Tujuannya jelas, untuk memerangi rasisme di dunia sepak bola. Pertanyaannya
kemudian adalah, apakah rasisme benar-benar bisa hilang? Jawabannya tentu
tidak. Tapi kalau pertanyaannya apakah kampanye tersebut bisa mengurangi kasus
rasisme? Jawabannya, iya.
Menghilangkan
rasisme dari sepak bola seperti “mencari jarum dalam jerami”, hampir mustahil.

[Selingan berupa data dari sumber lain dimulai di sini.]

PR #967, opened 2021-01-11
POC: Nomad Exec

DingoEatingFuzz:
This is the result of an exploration into deploying exec workloads on Nomad via Waypoint.

The most interesting design decision that's worth discussing is how the Nomad plugin now maps from builtin "primitives" to a new `NomadSpec` type. In theory this will simplify writing various strategies in the Nomad plugin but even with just two options it's become a large gRPC message, so maybe it's a bad idea.


krantzinator:
@jeffwecan and @tehut may have some thoughts on this; they were just sharing their experiences around using nomad with exec in their Waypoint HashiStack today!

evanphx:
@DingoEatingFuzz I think the right way to proceed here is to write a joint Waypoint/Nomad team RFC to figure out the right direction. We can leave this open for now.

mitchellh:
I'm going to close this for now since we have no plans to work on this at the moment and I think the `nomad-jobspec` plugin in WP 0.4 makes this KIND OF possible. If we want to talk about this again, let's do it. Obviously this PR and its history will remain forever so we can always bring this back up.

PR #970, opened 2021-01-13
Support daemonless, unprivileged Docker builds with `img`

mitchellh:
This modifies the "docker" builder to support daemonless, unprivileged image builds using `img`: https://github.com/genuinetools/img

The fact we use `img` is encapsulated and not exposed to the user. This gives us the ability to use any tool in the future if we choose to go a different path. The important part is that the Docker builder does support a daemonless approach.

This is important for the runner functionality coming up so that Waypoint runners that will likely be running in containerized environments are able to perform image builds.

----------------------------------------------------------------

This PR only modifies the "docker" builder and entrypoint injection.

A future PR will modify the registry, `docker-pull`, and more`. I just didn't want to overwhelm reviewers.


internal/serverinstall/docker.go
```diff
@@ -291,7 +291,14 @@ func (i *DockerInstaller) InstallRunner(
...
 		},
-	}, nil, &network.NetworkingConfig{
+	}, &container.HostConfig{
+		// These security options are required for the runner so that
+		// Docker daemonless image building works properly.
+		SecurityOpt: []string{
+			"seccomp=unconfined",
+			"apparmor=unconfined",
+		},
+	}, &network.NetworkingConfig{
```
mitchellh, line 301: Note this is only modifying how we install the _runner_ and not the _server_.

(And the runner install stuff is currently behind a hidden experimental flag)

evanphx (approved):

Dockerfile
```diff
@@ -26,18 +30,87 @@ RUN go get github.com/kevinburke/go-bindata/...
...
+	gcc \
+	git \
+	libseccomp-dev \
+	linux-headers \
+	make
+
+RUN git clone https://github.com/mitchellh/img.git /img
+WORKDIR /img
+RUN git checkout inspect
+RUN go get github.com/go-bindata/go-bindata/go-bindata
```
krantzinator, line 53: we use `github.com/kevinburke/go-bindata/...` elsewhere

krantzinator (approved):

Dockerfile
mitchellh: Yeah, I'm using this one cause this is the one `img` requires haha. 
This is copied from their Dockerfile.

briancain (approved):
:framed_picture: :+1:

PR #972, opened 2021-01-13
feature: Uninstall server for all platforms

krantzinator:
Along with uninstall work I also:
- added a `const` for `serverName` that all platforms use
  - replaced k8s `serverName` and `serviceName` flags with consts
- made small improvements to Nomad install
- minor formatting in unrelated commands for consistency

### DIFF
--- a/internal/cli/uninstall.go
+++ b/internal/cli/uninstall.go
@@ -35,7 +35,6 @@ func (c *UninstallCommand) Run(args []string) int {
 		WithArgs(args),
 		WithFlags(c.Flags()),
 		WithNoConfig(),
-		WithClient(false),
 	); err != nil {
 		return 1
 	}
@@ -54,6 +53,8 @@ func (c *UninstallCommand) Run(args []string) int {
 	// - name the context we'll be uninstalling
 	// - generate a snapshot of the current install
 	s := sg.Add("")
+	defer func() { s.Abort() }()
+
 	contextDefault, err := c.contextStorage.Default()
 	if err != nil {
 		c.ui.Output(clierrors.Humanize(err), terminal.WithErrorStyle())
@@ -72,11 +73,8 @@ func (c *UninstallCommand) Run(args []string) int {
 		s.Update("Generating server snapshot...")
 		defer s.Abort()
 		// generate snapshot
-		config := clisnapshot.Config{
-			Client: c.project.Client(),
-		}
 		w, err := os.Create(c.snapshotFilename)
-		if err = config.WriteSnapshot(ctx, w); err != nil {
+		if err = clisnapshot.WriteSnapshot(ctx, c.project.Client(), w); err != nil {
 			fmt.Fprintf(os.Stderr, "Error generating snapshot: %s", err)
 			return 1
 		}
@@ -86,6 +84,9 @@ func (c *UninstallCommand) Run(args []string) int {
 		s.Status(terminal.StatusWarn)
 	}
 	s.Done()
+
+	// TODO: should we check if any deployments are running, and exit with 
+	// a warning to run `waypoint destroy` before proceeding?
 
 	// Uninstall
 	p, ok := serverinstall.Platforms[strings.ToLower(c.platform)]
@@ -173,7 +174,7 @@ func (c *UninstallCommand) Flags() *flag.Sets {
 		f.StringVar(&flag.StringVar{
 			Name:    "snapshot-filename",
 			Target:  &c.snapshotFilename,
-			Default: fmt.Sprintf("sever-snapshot-%d", time.Now().Unix()),
+			Default: fmt.Sprintf("waypoint-sever-snapshot-%d", time.Now().Unix()),
 			Usage:   "Filename to write the snapshot to.",
 		})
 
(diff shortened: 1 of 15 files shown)


internal/serverinstall/docker.go
```diff
@@ -319,3 +324,130 @@ func (i *DockerInstaller) InstallFlags(set *flag.Set) {
...
+	}
+
+	s.Update("Docker image %q removed", imageRef.Name())
+	s.Done()
+
+	return nil
+}
+
+func (i *DockerInstaller) UninstallFlags(set *flag.Set) {
+}
```
mitchellh, line 453: Would add a comment in the func body like `// Purposely empty, no flags`

internal/serverinstall/k8s.go
```diff
@@ -633,6 +621,203 @@ func (i *K8sInstaller) InstallFlags(set *flag.Set) {
...
+// a Kubernetes cluster
+func (i *K8sInstaller) Uninstall(ctx context.Context, opts *InstallOpts) error {
+	ui := opts.UI
+	log := opts.Log
+
+	sg := ui.StepGroup()
+	defer sg.Wait()
+
+	s := sg.Add("Inspecting Kubernetes cluster...")
+	defer s.Abort()
```
mitchellh, line 635: You gotta wrap this in a `func` or it'll abort just the first step created. You do this correctly in other implementations so probably just an easy miss. 😄

mitchellh (changes requested):
Yeah, really minor feedback this looks great!

internal/serverinstall/nomad.go
```diff
@@ -201,14 +211,14 @@ EVAL:
 	}, nil
 }
 
-// waypointNomadJob takes in a nomadConfig and returns a Nomad Job per the
+// newWaypointNomadJob takes in a nomadConfig and returns a Nomad Job per the
 // Nomad API
-func waypointNomadJob(c nomadConfig) *api.Job {
-	job := api.NewServiceJob("waypoint-server", "waypoint-server", c.region, 50)
+func newWaypointNomadJob(c nomadConfig) *api.Job {
```
briancain, line 216: I think this name should go back only because I'm using this function in Upgrades to submit the same job config to the current running Nomad job, so it might be confusing going forward since it's also the same config for updating a job.

Or maybe it could be renamed `waypointNomadJobConfig`?

internal/cli/uninstall.go
```diff
@@ -0,0 +1,203 @@
...
+
+		return 1
+	}
+
+	err = p.Uninstall(ctx, &serverinstall.InstallOpts{
+		Log: log,
+		UI:  c.ui,
+	})
+	if err != nil {
+		// point to current docs on manual server cleanup
```
briancain, line 101: Maybe a missing TODO here :smile: 

```suggestion
		// TODO: point to current docs on manual server cleanup
```

briancain (changes requested):
:tada: Looks good to me!! Just requesting a small change on a function name and then I'll be sure to do some manual testing on my end soon :) :+1:

internal/cli/uninstall.go
```diff
@@ -0,0 +1,203 @@
...
+	s := sg.Add("")
+	defer func() { s.Abort() }()
+
+	contextDefault, err := c.contextStorage.Default()
+	if err != nil {
+		c.ui.Output(clierrors.Humanize(err), terminal.WithErrorStyle())
+		return 1
+	}
+	s.Update("Uninstalling Waypoint server with context %q", contextDefault)
+	s.Done()
```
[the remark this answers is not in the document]
krantzinator: Good call

internal/cli/uninstall.go
```diff
@@ -0,0 +1,203 @@
...
+}
+
+func (c *UninstallCommand) Synopsis() string {
+	return "Uninstall the Waypoint server"
+}
+
+func (c *UninstallCommand) Help() string {
+	return formatHelp(`
+Usage: waypoint server uninstall [options]
+	Uninstall the Waypoint server. The platform should be
```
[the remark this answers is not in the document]
krantzinator: It is too narrow! I know I had it at 80 and I have no idea when it moved to this width. Good catch.

internal/serverinstall/nomad.go
krantzinator: Oh good call. I'll just move it back to avoid those fun merge conflicts we're bound to run in to 😄

internal/cli/uninstall.go
krantzinator: Ah! I can go ahead and complete that todo now since we have our Troubleshooting page. Thanks for catching this!

mitchellh (approved):

internal/cli/uninstall.go
```diff
@@ -0,0 +1,204 @@
...
+			Name:    "platform",
+			Target:  &c.platform,
+			Default: "",
+			Usage:   "Platform to uninstall the Waypoint server from.",
+		})
+
+		f.StringVar(&flag.StringVar{
+			Name:    "snapshot-name",
+			Target:  &c.snapshotName,
+			Default: fmt.Sprintf("waypoint-sever-snapshot-%d", time.Now().Unix()),
```
briancain, line 181: Ahhh, this is what I was talking about on my PR. I think this might be misleading in the help text, since the time will be different when the snapshot is taken? Maybe we can show the base name `waypoint-server-snapshot` here and mention in `Usage` that a timestamp will be applied when the snapshot is taken?

briancain, line 181:
```suggestion
			Default: fmt.Sprintf("waypoint-server-snapshot-%d", time.Now().Unix()),
```

krantzinator: Sure i'll update real quick to match!

briancain (approved):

Alasan saya berani mengatakan demikian di karenakan berbeda nya budaya tiap
yang membuat karakter orang yang berbeda pula, alasan lain yang cukup masuk
akal adalah sejarah idiologi politik masa lalu setiap negara juga sangat
mempengaruhi pola fikir masyarakat setempat. Kenapa saya mengatakan idiologi
politik cukup berpengaruh? Alasannya jelas, dari sekian banyak kasus rasisme
terjadi di Spanyol dan Italia.
Lalu,
apa hubungan kedua negara ini dengan idiologi politik yang saya maksud? Jika
kita berpijak pada sejarah kedua negara tersebut tentu kita bisa mendapatkan
“benang merah nya” mengingat kedua negara ini menjadi simbol Fasisme di Eropa
Selatan.
Fasisme
adalah paham yang sangat membanggakan bangsa nya sendiri dan memandang rendah
atau cenderung tidak menganggap keberadaan bangsa lain, dengan kata lain
Fasisme dapat di artikan sebagai suatu sikap nasionalisme yang berlebihan.
Dari
pengertian Fasisme diatas kita bisa menyimpulkan alasan kenapa bangsa Spanyol
dan Italia sangat rentan dengan kasus rasisme. Berbekal sejarah masa lalu
masyarakat disana masih tabu dengan orang yang berkulit hitam dan seolah
menatap warga kulit hitam dengan pandangan sinis seolah bertanya “bagaimana ada
orang seperti ini hidup disini?”. Mungkin kita masih ingat kasus yang menimpa
Samuel Eto’o ketika masih memperkuat Barcelona, pemain berdarah Kamerun
tersebut mendapat hinaan yang tak pantas ketika tim nya menghadapi Real Zaragoza
dalam lanjutan La Liga. Selama pertandingan berjalan, setiap Eto’o menyentuh
bola fans tuan rumah “menyambutnya” dengan menirukan suara monyet, sontak
kejadian ini membuat Samuel Eto’o murka dan langsung meninggalkan lapangan
dengan segala amarah yang di simpan dalam benak nya.
![]() |
eto'o bereaksi setelah mendapat ejekan rasisme dari suporter lawan |
Atau
bagaimana terkejutnya kita ketika
pelatih karismatik Spanyol Luis Aragones menyemprot
pemain nya Jose Antonia Reyes dengan mengatakan bahwa Thierry Henry hanya
seekor kera hitam yang tak patut di tiru (ketika itu Reyes adalah teman satu
tim Henry di Arsenal). Kejadian heroik yang mendapatkan simpatik banyak orang
sempat terjadi di La Liga Spanyol ketika bek Barcelona Dani Alves di lempari
pisang ketika hendak menedang bola melalui tendangan sudut, tanpa berpikir
panjang Alves langsung mengambil pisang tersebut dan memakan nya dengan nikmat.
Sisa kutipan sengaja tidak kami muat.